(Stored data entries)

+===+

PR #329, opened 2015-06-05
Elasticsearch logdrain dropdown

blakepettersson:
This will add a dropdown for elasticsearch to select all existing elasticsearch databases that a client has, instead of a client having to manually enter a host and port.


blakepettersson:
cc @mixonic @aaw @fancyremarker

blakepettersson:
The test is failing in phantomjs, but is passing with Chrome. My guess is probably because I use `document.createElement()` and phantomjs doesn't support DOM nodes?

app/stack/log-drains/new/route.js
```diff
@@ -2,11 +2,26 @@ import Ember from 'ember';
 import DS from 'ember-data';
 
 export default Ember.Route.extend({
+
   model: function(){
-    return this.store.createRecord('log-drain');
+    var stack = this.modelFor('stack');
+    return Ember.RSVP.all([
```
sandersonet: I think using `Ember.RSVP.hash` is a little better as you can name the promises and then update `setupController` method to use names rather than indexes.  e.g. https://github.com/aptible/dashboard.aptible.com/blob/586767eef70c4b158241e9e9ff4145d6dc9b58d5/app/organization/roles/index/route.js#L7

app/stack/log-drains/new/template.hbs
```diff
@@ -33,14 +33,19 @@
...
+                  <label class="block" for="drain-host">Host</label>
+                {{input name='drain-host' value=model.drainHost class="form-control"}}
+              </div>
+              <div class="">
+                  <label class="block" for="drain-port">Port</label>
+                {{input name='drain-port' value=model.drainPort class="form-control"}}
+              </div>
+          {{else}}
+           {{ database-selector databases=esDatabases select='setDrainFromDatabase' }}
+          {{/if}}
```
sandersonet: Looks like various spacing issues here.  We use two spaces for tabs.

app/stack/log-drains/new/controller.js
```diff
@@ -0,0 +1,26 @@
...
+// We create an anchor since that is, afaik, the easiest way to parse a url in javascript
+function parseUrl(url) {
+    let a = document.createElement('a');
+    a.href = url;
+    return a;
+}
+
+export default Ember.Controller.extend({
+    actions: {
+    setDrainFromDatabase(database) {
```
sandersonet: We have been keeping all action handlers in routes rather than controllers.

sandersonet:
@blakepettersson - Really really solid first contribution, great work!  I commented on some minor issues, @mixonic should also review when he has a chance.

aaw:
:+1: I don't know enough Ember to comment on the implementation but I like the idea of using a dropdown to select the elasticsearch instance!

app/stack/log-drains/new/controller.js
blakepettersson: I tried to move that handler into the route but then I got a whole bunch of errors. I guess that is due to it not having access to the model?

mixonic: Leaving this on the controller feels good to me. It isn't something that persists the model, just an action to modify its state.

app/components/database-selector/template.hbs
```diff
@@ -0,0 +1 @@
+{{ view 'select' content=databases optionLabelPath='content.handle' optionValuePath='content.id' selection=selectedDatabase }}
```
mixonic: This should probably be split into multiple lines.

mixonic:
needs some whitespace/indent cleanup for sure.

Phantom definitely supports creating elements, it is an entire headless browser. It does have bugs, but I'm not familiar with this bad behavior in particular. What I suggest is trying to use Phantom 2.0 instead of 1.9. In `.travis.yml` add these steps to `before_install`:

```
before_install:
  - mkdir phantomjs-2.0.0
  - wget https://s3.amazonaws.com/travis-phantomjs/phantomjs-2.0.0-ubuntu-12.04.tar.bz2 -O phantomjs-2.0.0/phantomjs-2.0.0-ubuntu-12.04.tar.bz2
  - tar -xvf phantomjs-2.0.0/phantomjs-2.0.0-ubuntu-12.04.tar.bz2 -C phantomjs-2.0.0/
  - export PATH=$PWD/phantomjs-2.0.0:$PATH
```

This is a little slow, but gives us 2.0 today. Let us see what that does.

blakepettersson:
Still failing on phantomjs 2.0...

blakepettersson:
Well, I figured out what the issue is. In phantomjs, `HTMLAnchorElement.password` and `HTMLAnchorElement.username` is `undefined`. Why that is I'm not sure, but I should have a fix for this shortly.

fancyremarker:
See my comment about `drainUsername` and `drainPassword`. Other than that, there are still a few indentation inconsistencies to fix, and one `console.log()` to remove, but if we fix those three things this should be ready to merge.

blakepettersson:
I believe I've fixed the remaining issues, and the tests pass. Is it OK to merge?

fancyremarker:
LGTM. @sandersonet ? See my one comment about `parseUrl`. That can be addressed here or in a separate PR, if you agree.

app/stack/log-drains/new/controller.js
```diff
@@ -0,0 +1,30 @@
...
+  return a;
+}
+
+export default Ember.Controller.extend({
+  actions: {
+    setDrainFromDatabase(database) {
+      let connectionUrl = database.get('connectionUrl');
+      let a = parseUrl(connectionUrl);
+
+      let hostWithoutPort = a.host.substring(0, a.host.lastIndexOf(':')); // Remove port
```
fancyremarker: Should these attributes be set on the object returned by `parseUrl`?

sandersonet: Ya, I think that would clean this method up quite a bit.

sandersonet:
Looks great @blakepettersson, feel free to merge.

PR #330, opened 2015-06-05
Billing update payment

bantic:
Adds a form for updating one's credit card at the organization's billings settings page.

This is ready for review but *do not merge*. ~~It depends on a change to the addon: https://github.com/aptible/ember-cli-aptible-shared/pull/18. After that is merged I'll cut a new release and update the package.json on this PR.~~ (done, -@mixonic)

Also depends on these changes to auth: https://github.com/aptible/auth.aptible.com/pull/156

cc

@mixonic @sandersonet for your review

refs #291 

An important limitation here is that the UI does not immediately reflect the updated billing details. This is due to a bug (?) in ember-data that prevents reloading the `organization`'s `billingDetail` relationship. Calling `reload` on the model does not reuse the HAL `self` link that it had originally used to load itself, it instead constructs a standard `GET /billingDetails/:billing_details_id` url that 404s on the server side.
I've experimented with manually unloading the billingDetail record from the store and reloading it from the organization (as well as reloading the organization and then re-fetching the billingDetail), but ember-data is persistent about not letting that item out of its identity map.

A few options to fix this, none of which is ideal:

  * reload the entire page — the nuclear option
  * add a `GET /billing_details/:billing_details_id` route on the server side so that the reload works
  * modify the HAL adapter to correctly (?) reuse a `self` link when reloading a resource
  * manually fetch the data via ajax (using the `self` link) and `store.push` it back into the store

### DIFF
--- a/app/components/stripe-cc-form/component.js
+++ b/app/components/stripe-cc-form/component.js
@@ -1,0 +1,60 @@
+import Ember from 'ember';
+import { createStripeToken } from 'diesel/utils/stripe';
+
+export default Ember.Component.extend({
+  store: Ember.inject.service(),
+  error: null,
+
+  name: null,
+  number: null,
+  cvc: null,
+  expMonth: null,
+  expYear: null,
+  zip: null,
+
+  isSaving: false,
+
+  organization: null,
+  plan: Ember.computed.reads('organization.plan'),
+
+  actions: {
+    saveCC() {
+      let {
+        name,
+        number,
+        cvc,
+        zip,
+        plan,
+        organization,
+        expMonth: exp_month,
+        expYear: exp_year
+      } = this.getProperties(
+        ['name', 'number', 'cvc',
+         'expMonth', 'expYear', 'zip',
+         'organization', 'plan']);
+
+      let stripeOptions = { name, number, cvc, exp_month, exp_year, zip };
+
+      this.set('isSaving', true);
+      this.set('error', null);
+      let success = false;
+      createStripeToken(stripeOptions).then(({id: stripeToken}) => {
+        const subscription = this.get('store').createRecord(
+          'subscription', { plan, stripeToken, organization }
+        );
+        return subscription.save();
+      }).then(() => {
+        success = true;
+      }).catch((e) => {
+        const message = e.message ? e.message : e;
+        this.set('error', message);
+      }).finally(() => {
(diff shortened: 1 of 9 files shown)


app/components/stripe-cc-form/component.js
```diff
@@ -0,0 +1,60 @@
...
+      createStripeToken(stripeOptions).then(({id: stripeToken}) => {
+        const subscription = this.get('store').createRecord(
+          'subscription', { plan, stripeToken, organization }
+        );
+        return subscription.save();
+      }).then(() => {
+        success = true;
+      }).catch((e) => {
+        const message = e.message ? e.message : e;
+        this.set('error', message);
```
sandersonet: You can use `this.get('flashMessages').danger(message)` instead of this.

sandersonet:
Looks great to me, I defer to you guys on how you want to handle the ED issue.

app/components/stripe-cc-form/component.js
bantic: oh, awesome!

app/components/stripe-cc-form/component.js
```diff
@@ -0,0 +1,60 @@
...
+    saveCC() {
+      let {
+        name,
+        number,
+        cvc,
+        zip,
+        plan,
+        organization,
+        expMonth: exp_month,
+        expYear: exp_year
```
bantic: some new usage of destructuring assignment. left side is property name from the object (the result of the `getProperties` call), right side is local variable name.

app/components/stripe-cc-form/component.js
```diff
@@ -0,0 +1,60 @@
...
+        ['name', 'number', 'cvc',
+         'expMonth', 'expYear', 'zip',
+         'organization', 'plan']);
+
+      let stripeOptions = { name, number, cvc, exp_month, exp_year, zip };
+
+      this.set('isSaving', true);
+      this.set('error', null);
+      let success = false;
+      createStripeToken(stripeOptions).then(({id: stripeToken}) => {
```
bantic: destructuring arguments — stripe responds with a `{id: 'some-token'}` object, this assigns the id property to a local variable `stripeToken` that can be used in the function.

blakepettersson:
Closed in favour of #382

PR #341, opened 2015-06-16
Minor fixes

### LINKED ISSUE #339: Validation errors during signup can cause a user to mistakingly create multiple Stripe subscriptions
https://github.com/aptible/dashboard.aptible.com/blob/master/app/welcome/payment-info/route.js#L32 starts a chain of promises to effectively complete the signup for a user.  If one step of the promises fails, then we assume the entire process has failed and we force the user to start over.  This is a problem if Stripe subscription creation succeeds, but the subsequent stack, app, or db creation fails (for whatever reason).  We should update this route prevent recreation of stripe Subscriptions if the organization already has one.

sandersonet:
This PR hardens the sign up flow with the following changes:

* Stack handle is validated and prevents skipping or moving to payment information when invalid.  Previously, you could leave stack handle blank, or use invalid characters leading to issues like #339
* Prevent multiple stripe subscriptions (and charges) from running when a validation error is generated during signup--fixes #339 
* Minor copy enhancements

### DIFF
--- a/app/app/vhosts/new/template.hbs
+++ b/app/app/vhosts/new/template.hbs
@@ -66,7 +66,7 @@
   </div>
 
   <div class="resource-actions">
-    <button class="btn btn-default" {{action 'cancel'}}>Cancel</button>
-    <button class="btn btn-primary" {{action 'save' model vhostService}}>Save VHost</button>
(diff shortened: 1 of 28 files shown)


sandersonet:
Accidentally pushed to origin.  Deleting the origin branch caused the second failure, merging...

PR #344, opened 2015-06-16
Use "dummy" s3-static-index adapter to statically upload index.html

fancyremarker:
The index.html will be uploaded to the same S3 bucket as other site assets, but this way we get to set no-cache headers on index.html.

cc: @sandersonet

### DIFF
--- a/config/deploy.js
+++ b/config/deploy.js
@@ -1,5 +1,7 @@
 module.exports = {
   production: {
+    buildEnv: 'production',
+
     store: {
       type: 's3-static',
       accessKeyId: process.env['AWS_ACCESS_KEY_ID'],
@@ -18,6 +20,8 @@ module.exports = {
   },
 
   staging: {
+    buildEnv: 'staging',
+
     store: {
       type: 's3-static',
       accessKeyId: process.env['AWS_ACCESS_KEY_ID'],
--- a/config/deploy.js
+++ b/config/deploy.js
@@ -1,6 +1,11 @@
 module.exports = {
   production: {
     store: {
+      type: 's3-static',
+      accessKeyId: process.env['AWS_ACCESS_KEY_ID'],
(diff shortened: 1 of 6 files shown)


sandersonet:
Looks like ember-deploy defaults build environments to production, which explains why you were seeing  incorrect hosts on aptible-staging.  To fix, I think we need to specify `buildEnv: 'staging'` like so:

```
 staging: {
    buildEnv: 'staging',
    store: {
      type: 's3-static',
      accessKeyId: process.env['AWS_ACCESS_KEY_ID'],
      secretAccessKey: process.env['AWS_SECRET_ACCESS_KEY'],
      acl: 'public-read',
      bucket: 'dashboard.aptible-staging.com'
    },

    assets: {
      type: 's3',
      accessKeyId: process.env['AWS_ACCESS_KEY_ID'],
      secretAccessKey: process.env['AWS_SECRET_ACCESS_KEY'],
      acl: 'public-read',
      bucket: 'dashboard.aptible-staging.com'
    }
  }
```

From their README: https://github.com/ember-cli/ember-cli-deploy#config-file

fancyremarker:
@sandersonet: thanks for that link — I didn't know that you could specify a `buildEnv` explicitly. From observation, I think the configuration may be OK as is; it appears that `buildEnv` is being set from whatever is passed as the `--environment` to `ember deploy`.

sandersonet:
@fancyremarker Hmmm, without specifying `buildEnv` I am seeing the production config defined in index.html when I run `ember deploy -e staging`

fancyremarker:
Hey @sandersonet — you were exactly right. Whatever I thought I had been seeing before was incorrect; explicitly specifying `buildEnv` appears to be necessary for _all_ subtasks: `build`, `deploy:assets`, and `deploy:index`.

PR #345, opened 2015-06-18
Replace AWS keys with those for production-permitted IAM user

fancyremarker:
@sandersonet : This should fix deploying to production bucket (dashboard.aptible.com) on merges to the release branch.


sandersonet:
:+1:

+===+

**Task details**
Please copy only these lines, exactly: the first line of the records through the line containing "The test is", ends included.

**Response**
PR #329, opened 2015-06-05
Elasticsearch logdrain dropdown

blakepettersson:
This will add a dropdown for elasticsearch to select all existing elasticsearch databases that a client has, instead of a client having to manually enter a host and port.


blakepettersson:
cc @mixonic @aaw @fancyremarker

blakepettersson:
The test is failing in phantomjs, but is passing with Chrome. My guess is probably because I use `document.createElement()` and phantomjs doesn't support DOM nodes?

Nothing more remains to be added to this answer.